EXERCISE AIM »
Return the number of lines below with "EPOffloadsGraphIOQuantDequant" in them, and nothing else.
*** Opening of DATA IN THIS EXERCISE ***
PR #222, opened 2026-04-08
Avoid private ORT Core header in Test Framework

qti-hungjuiw:
### Description

- Remove private/internal ORT headers from QNN EP unit tests, replacing them with public API         equivalents or self-contained test utilities.
- Remove unused files from `unittest_util` that were only needed for private header access (e.g.,     `base_tester`, `op_tester`, `function_test_util`, `dummy_allocator`, etc.).
- Refactor `graph_transform_test_builder.h/.cc` and `framework_test_utils.h` to avoid depending on       private ORT internals.
- Enable `ValidateCompiledModelCompatibilityInfoImpl` to work without a prior `CreateEp` call by creating a temporary QNN EP on-demand (mirroring the pattern used in `GetHardwareDeviceIncompatibilityDetailsImpl`) and update `ModelCompatibility_ApiValidate_NoEp` test to reflect the new behavior (empty compatibility info returns `EP_NOT_APPLICABLE` without error).

### Motivation and Context

- QNN EP is moving toward EP ABI distribution, where the EP is shipped as a separate plugin library rather than being statically linked into OnnxRuntime.
- In this model, the EP's unit tests cannot  include private ORT headers (e.g., `graph.h`, `node_attr_utils.h`) since they are not part of the public API surface.                                                                                                                                                   
- This PR eliminates all such dependencies so that QNN EP tests compile and run using only the public C/C++ API.
- As part of this, `ValidateCompiledModelCompatibilityInfoImpl` was updated to no longer require a full EP instance to be created first — it now lazily creates a temporary EP for validation, enabling the compatibility check to work in scenarios where the caller only has an `OrtEpDevice` (e.g., the Auto EP selection flow queries compatibility before session creation).


onnxruntime/test/providers/qnn/qnn_ep_context_test.cc
```diff
@@ -3448,48 +3449,52 @@ TEST_F(QnnHTPBackendTests, ModelCompatibility_GetCompatibility) {
...
+  const OrtEpDevice* qcom_npu_device = nullptr;
+  for (size_t i = 0; i < num_ep_devices; i++) {
+    const char* name = Ort::GetApi().EpDevice_EpName(ep_devices[i]);
+    const char* vendor_name = Ort::GetApi().EpDevice_EpVendor(ep_devices[i]);
+    const OrtHardwareDevice* ep_hw_device = Ort::GetApi().EpDevice_Device(ep_devices[i]);
+    if (name && std::string(name) == "QNNExecutionProvider" &&
+        Ort::GetApi().HardwareDevice_Type(ep_hw_device) == OrtHardwareDeviceType_NPU) {
+      qcom_npu_device = ep_devices[i];
+    }
+  }
```
kuanyul-qti, line 3651: `qcom_npu_device` is initialized to `nullptr` and only set in the loop if a QNN NPU EP device is found. After the loop, it is immediately dereferenced via `EpDevice_EpName(qcom_npu_device)` etc. without a null check. This will crash on x86 CI or any environment without an NPU device.

```cpp
// After the loop, add:
if (qcom_npu_device == nullptr) {
  GTEST_SKIP() << "No QNN NPU EP device found";
}
```

cmake/onnxruntime_unittests.cmake
```diff
@@ -329,6 +329,9 @@ block()
   # For onnxruntime_cxx_api.h
   target_include_directories(onnxruntime_provider_test PRIVATE ${ONNXRUNTIME_APPLICATION_INCLUDE_ROOT}/core/session)
 
+  # For cpu_provider_factory.h
+  target_include_directories(onnxruntime_provider_test PRIVATE ${ONNXRUNTIME_APPLICATION_INCLUDE_ROOT}/core/providers/cpu)
```
kuanyul-qti, line 352: `cpu_provider_factory.h` at `core/providers/cpu/cpu_provider_factory.h` is a private ORT Core header. Could we use `OrtSessionOptionsAppendExecutionProvider_CPU` directly?

qti-hungjuiw: No worry, the `cpu_provider_factory.h` is included in the prebuilt released by Microsoft.

onnxruntime/test/providers/qnn/qnn_ep_context_test.cc
qti-hungjuiw: Fixed, thanks!

qti-chuteng:
---

**[M-3]** `onnxruntime/core/providers/qnn/qnn_provider_factory.cc:397-406` — exception handling in `ValidateCompiledModelCompatibilityInfoImpl`

The `try/catch` block around `std::make_unique<QnnEp>(...)` only catches `std::runtime_error`. `QnnEp` construction can throw `std::bad_alloc`, `std::system_error`, `OnnxRuntimeException` (from `ORT_THROW`), and other `std::exception` derivatives — these all fall through to `catch(...)`, dropping the actual `e.what()` message. Please catch `std::exception` instead. Also, `GetHardwareDeviceIncompatibilityDetailsImpl` has the same duplicated pattern and only catches `...`; consider extracting a shared helper.

```cpp
} catch (const std::exception& e) {
  *model_compatibility = OrtCompiledModelCompatibility_EP_NOT_APPLICABLE;
  return factory->ort_api.CreateStatus(ORT_FAIL, e.what());
} catch (...) {
  *model_compatibility = OrtCompiledModelCompatibility_EP_NOT_APPLICABLE;
  return factory->ort_api.CreateStatus(ORT_FAIL, "Unknown exception ...");
}
```

---

**[M-4] (was v1 M-2)** `onnxruntime/test/providers/qnn/qnn_test_utils.cc` — `SizeHelper` overflow guard still missing

Still unaddressed from v1. Replacing `SafeInt<int64_t, SafeIntExceptionHandler>` with plain `int64_t` lost the overflow protection that the original `// validate no overflow` comment explicitly relied on. Please add a manual check:

```cpp
int64_t size = 1;
for (size_t i = start; i < end; i++) {
  if (shape[i] < 0) return static_cast<size_t>(-1);
  if (shape[i] != 0 && size > INT64_MAX / shape[i]) return static_cast<size_t>(-1);
  size *= shape[i];
}
return static_cast<size_t>(size);
```

---

**[M-5]** `onnxruntime/core/providers/qnn/qnn_provider_factory.cc:347-351` — contract change for null/empty `compatibility_info`

The new early-return path silently changes the API contract: previously, calling Validate without an EP returned `ORT_EP_FAIL`; now, null/empty `compatibility_info` returns `nullptr` (success) with `EP_NOT_APPLICABLE`. There is no test for null/empty input — every `TestModelCompatibilityApiValidate` call uses a valid string. Please confirm with mainline reviewers whether "success + EP_NOT_APPLICABLE" and "failure + EP_NOT_APPLICABLE" are treated equivalently by upper-layer callers, and add a unit test for this path.

---

**[N-1] (was v1 N-1)** `onnxruntime/test/providers/qnn/qnn_test_utils.h` — graph_checker removal still undocumented

The TODO comment is good, but the PR description still doesn't list which tests lost coverage (`AveragePool1DFusedQnnNodePresent`, `MaxPool1D_ReshapeNodesPresent`, `EPRejectsDynamicShapesF32`, `EPOffloadsGraphIOQuantDequant`) or what public API will replace them. Please open a follow-up issue and reference it in the PR description.

---

**[N-2] (was v1 N-3)** `onnxruntime/test/providers/qnn/qnn_test_utils.h` — `void*` allocator parameter

Still open. The `allocator` parameter on `MakeTestInput`, `BuildOpTestCase`, `BuildQDQOpTestCase` etc. is not used in any call path. If unused, please remove it entirely rather than keeping a typeless `void*`.

---

**[N-3]** `onnxruntime/test/providers/qnn/qnn_ep_context_test.cc:3475-3483` — unused variable + hardcoded EP name

`vendor_name` is fetched but never used. Also, the comparison uses `std::string(name) == "QNNExecutionProvider"` — should be `kQnnExecutionProvider` to match the rest of this file's migration.

```cpp
const char* name = Ort::GetApi().EpDevice_EpName(ep_devices[i]);
// remove vendor_name (unused)
const OrtHardwareDevice* ep_hw_device = Ort::GetApi().EpDevice_Device(ep_devices[i]);
if (name && std::string(name) == kQnnExecutionProvider &&
    Ort::GetApi().HardwareDevice_Type(ep_hw_device) == OrtHardwareDeviceType_NPU) {
  qcom_npu_device = ep_devices[i];
}
```

---

**[N-4]** `onnxruntime/test/util/include/test_utils.h` — `CreateInputOrtValueOnCPU` ownership change

The new implementation switches from copy semantics (`memcpy` into a self-owned Tensor) to non-owning semantics (`Ort::Value::CreateTensor` with raw data pointer). The returned `Ort::Value` only references `value.data()`, so callers must keep the input span alive. The comment only addresses `const_cast` safety, not the ownership change. Please either (a) restore copy semantics, or (b) update the comment + function name and audit call sites for use-after-free.

---

**[N-5]** `onnxruntime/test/unittest_util/graph_transform_test_builder.h` — duplicated ORT internal code

To avoid `core/framework/tensorprotoutils.h`, `ConvertRawDataInTensorProto` (200+ lines) plus the full `tensorproto_data_size` mapping is now inlined into the header. This is a maintenance hazard — when ORT mainline adds new tensor element types, this duplicate will silently lag (especially on big-endian). Please add a `// MIRRORED FROM core/framework/tensorprotoutils.h — keep in sync` banner and consider whether big-endian support is actually needed by the test framework.

---

**[N-6] (was v1 N-2)** `onnxruntime/test/providers/qnn/qnn_model_wrapper_test.cc` — private QNN EP includes

The top-of-file comment now explains the static-lib pattern (good), but doesn't explicitly call out that `qnn_model_wrapper.h` and `qnn_def.h` are intentionally retained. One additional line clarifying this would be helpful for future reviewers.

---

**[T-1] (was v1 T-1)** `onnxruntime/test/providers/qnn/qnn_node_group/qdq_node_group_selector_test.cpp`

Still `.cpp`. Since this PR modifies the file, it would be a good time to rename to `.cc` and update the CMake reference.

---

**[T-2] (was v1 T-2)** `onnxruntime/test/providers/qnn/qnn_test_utils.h`

`kOnnxDomain = ""` is defined but the default parameters in `BuildOpTestCase` / `BuildQDQOpTestCase` still use raw `""`. Replace with `kOnnxDomain` for consistency.

---

**[T-4]** `onnxruntime/test/providers/qnn/qnn_test_utils.h:37-44` — macro naming

```cpp
#ifndef ORT_UNUSED_PARAMETER
#define ORT_UNUSED_PARAMETER(x) (void)(x)
#endif

#ifndef ORT_HANDLE_EXCEPTION
#define ORT_HANDLE_EXCEPTION(func) func()
#endif
```

The `ORT_` prefix may mislead readers into thinking these are public APIs. Consider renaming to `QNN_TEST_UNUSED_PARAMETER` / `QNN_TEST_HANDLE_EXCEPTION`, or just inline `(void)(x)` / `try { f(); } catch (...) { ... }` without the macro indirection.

kuanyul-qti (commented):
`onnxruntime/test/providers/qnn/optimizer/transpose_optimizer_test.cc` was not migrated. It still `#include`s `core/graph/constants.h` and `core/optimizer/transpose_optimizer.h` (both private), and calls `DefaultLoggingManager()` and `CountOpsInGraph()` which were removed in this PR. This will cause a guaranteed build failure under `!defined(ORT_MINIMAL_BUILD)`.

Will the test pass in current changes?

qti-hungjuiw:
> **[M-3]** `onnxruntime/core/providers/qnn/qnn_provider_factory.cc:397-406` — exception handling in `ValidateCompiledModelCompatibilityInfoImpl`
> 
> The `try/catch` block around `std::make_unique<QnnEp>(...)` only catches `std::runtime_error`. `QnnEp` construction can throw `std::bad_alloc`, `std::system_error`, `OnnxRuntimeException` (from `ORT_THROW`), and other `std::exception` derivatives — these all fall through to `catch(...)`, dropping the actual `e.what()` message. Please catch `std::exception` instead. Also, `GetHardwareDeviceIncompatibilityDetailsImpl` has the same duplicated pattern and only catches `...`; consider extracting a shared helper.
> 
> ```c++
> } catch (const std::exception& e) {
>   *model_compatibility = OrtCompiledModelCompatibility_EP_NOT_APPLICABLE;
>   return factory->ort_api.CreateStatus(ORT_FAIL, e.what());
> } catch (...) {
>   *model_compatibility = OrtCompiledModelCompatibility_EP_NOT_APPLICABLE;
>   return factory->ort_api.CreateStatus(ORT_FAIL, "Unknown exception ...");
> }
> ```
> 
> **[M-4] (was v1 M-2)** `onnxruntime/test/providers/qnn/qnn_test_utils.cc` — `SizeHelper` overflow guard still missing
> 
> Still unaddressed from v1. Replacing `SafeInt<int64_t, SafeIntExceptionHandler>` with plain `int64_t` lost the overflow protection that the original `// validate no overflow` comment explicitly relied on. Please add a manual check:
> 
> ```c++
> int64_t size = 1;
> for (size_t i = start; i < end; i++) {
>   if (shape[i] < 0) return static_cast<size_t>(-1);
>   if (shape[i] != 0 && size > INT64_MAX / shape[i]) return static_cast<size_t>(-1);
>   size *= shape[i];
> }
> return static_cast<size_t>(size);
> ```
> 
> **[M-5]** `onnxruntime/core/providers/qnn/qnn_provider_factory.cc:347-351` — contract change for null/empty `compatibility_info`
> 
> The new early-return path silently changes the API contract: previously, calling Validate without an EP returned `ORT_EP_FAIL`; now, null/empty `compatibility_info` returns `nullptr` (success) with `EP_NOT_APPLICABLE`. There is no test for null/empty input — every `TestModelCompatibilityApiValidate` call uses a valid string. Please confirm with mainline reviewers whether "success + EP_NOT_APPLICABLE" and "failure + EP_NOT_APPLICABLE" are treated equivalently by upper-layer callers, and add a unit test for this path.
> 
> **[N-1] (was v1 N-1)** `onnxruntime/test/providers/qnn/qnn_test_utils.h` — graph_checker removal still undocumented
> 
> The TODO comment is good, but the PR description still doesn't list which tests lost coverage (`AveragePool1DFusedQnnNodePresent`, `MaxPool1D_ReshapeNodesPresent`, `EPRejectsDynamicShapesF32`, `EPOffloadsGraphIOQuantDequant`) or what public API will replace them. Please open a follow-up issue and reference it in the PR description.
> 
> **[N-2] (was v1 N-3)** `onnxruntime/test/providers/qnn/qnn_test_utils.h` — `void*` allocator parameter
> 
> Still open. The `allocator` parameter on `MakeTestInput`, `BuildOpTestCase`, `BuildQDQOpTestCase` etc. is not used in any call path. If unused, please remove it entirely rather than keeping a typeless `void*`.
> 
> **[N-3]** `onnxruntime/test/providers/qnn/qnn_ep_context_test.cc:3475-3483` — unused variable + hardcoded EP name
> 
> `vendor_name` is fetched but never used. Also, the comparison uses `std::string(name) == "QNNExecutionProvider"` — should be `kQnnExecutionProvider` to match the rest of this file's migration.
> 
> ```c++
> const char* name = Ort::GetApi().EpDevice_EpName(ep_devices[i]);
> // remove vendor_name (unused)
> const OrtHardwareDevice* ep_hw_device = Ort::GetApi().EpDevice_Device(ep_devices[i]);
> if (name && std::string(name) == kQnnExecutionProvider &&
>     Ort::GetApi().HardwareDevice_Type(ep_hw_device) == OrtHardwareDeviceType_NPU) {
>   qcom_npu_device = ep_devices[i];
> }
> ```
> 
> **[N-4]** `onnxruntime/test/util/include/test_utils.h` — `CreateInputOrtValueOnCPU` ownership change
> 
> The new implementation switches from copy semantics (`memcpy` into a self-owned Tensor) to non-owning semantics (`Ort::Value::CreateTensor` with raw data pointer). The returned `Ort::Value` only references `value.data()`, so callers must keep the input span alive. The comment only addresses `const_cast` safety, not the ownership change. Please either (a) restore copy semantics, or (b) update the comment + function name and audit call sites for use-after-free.
> 
> **[N-5]** `onnxruntime/test/unittest_util/graph_transform_test_builder.h` — duplicated ORT internal code
> 
> To avoid `core/framework/tensorprotoutils.h`, `ConvertRawDataInTensorProto` (200+ lines) plus the full `tensorproto_data_size` mapping is now inlined into the header. This is a maintenance hazard — when ORT mainline adds new tensor element types, this duplicate will silently lag (especially on big-endian). Please add a `// MIRRORED FROM core/framework/tensorprotoutils.h — keep in sync` banner and consider whether big-endian support is actually needed by the test framework.
> 
> **[N-6] (was v1 N-2)** `onnxruntime/test/providers/qnn/qnn_model_wrapper_test.cc` — private QNN EP includes
> 
> The top-of-file comment now explains the static-lib pattern (good), but doesn't explicitly call out that `qnn_model_wrapper.h` and `qnn_def.h` are intentionally retained. One additional line clarifying this would be helpful for future reviewers.
> 
> **[T-1] (was v1 T-1)** `onnxruntime/test/providers/qnn/qnn_node_group/qdq_node_group_selector_test.cpp`
> 
> Still `.cpp`. Since this PR modifies the file, it would be a good time to rename to `.cc` and update the CMake reference.
> 
> **[T-2] (was v1 T-2)** `onnxruntime/test/providers/qnn/qnn_test_utils.h`
> 
> `kOnnxDomain = ""` is defined but the default parameters in `BuildOpTestCase` / `BuildQDQOpTestCase` still use raw `""`. Replace with `kOnnxDomain` for consistency.
> 
> **[T-4]** `onnxruntime/test/providers/qnn/qnn_test_utils.h:37-44` — macro naming
> 
> ```c++
> #ifndef ORT_UNUSED_PARAMETER
> #define ORT_UNUSED_PARAMETER(x) (void)(x)
> #endif
> 
> #ifndef ORT_HANDLE_EXCEPTION
> #define ORT_HANDLE_EXCEPTION(func) func()
> #endif
> ```
> 
> The `ORT_` prefix may mislead readers into thinking these are public APIs. Consider renaming to `QNN_TEST_UNUSED_PARAMETER` / `QNN_TEST_HANDLE_EXCEPTION`, or just inline `(void)(x)` / `try { f(); } catch (...) { ... }` without the macro indirection.

Most comments have been resolved

qti-hungjuiw:
> transpose_optimizer_test.cc

The `transpose_optimizer_test.cc` is excluded in the `onnxruntime_unittests.cmake`.
https://github.com/onnxruntime/onnxruntime-qnn/blob/main/cmake/onnxruntime_unittests.cmake#L214

As discussed previously, I supposed the plan is to remove this testcase testing ORT Core transpose optimizer from QNN-EP repo and possibly submit it to MS's ORT Core repo.

cc. @minfhong-qti

qti-hungjuiw:
Close since the separated PRs #420, #425, #430 are merged.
*** Close of DATA IN THIS EXERCISE ***
THE COMPLETED TASK »
2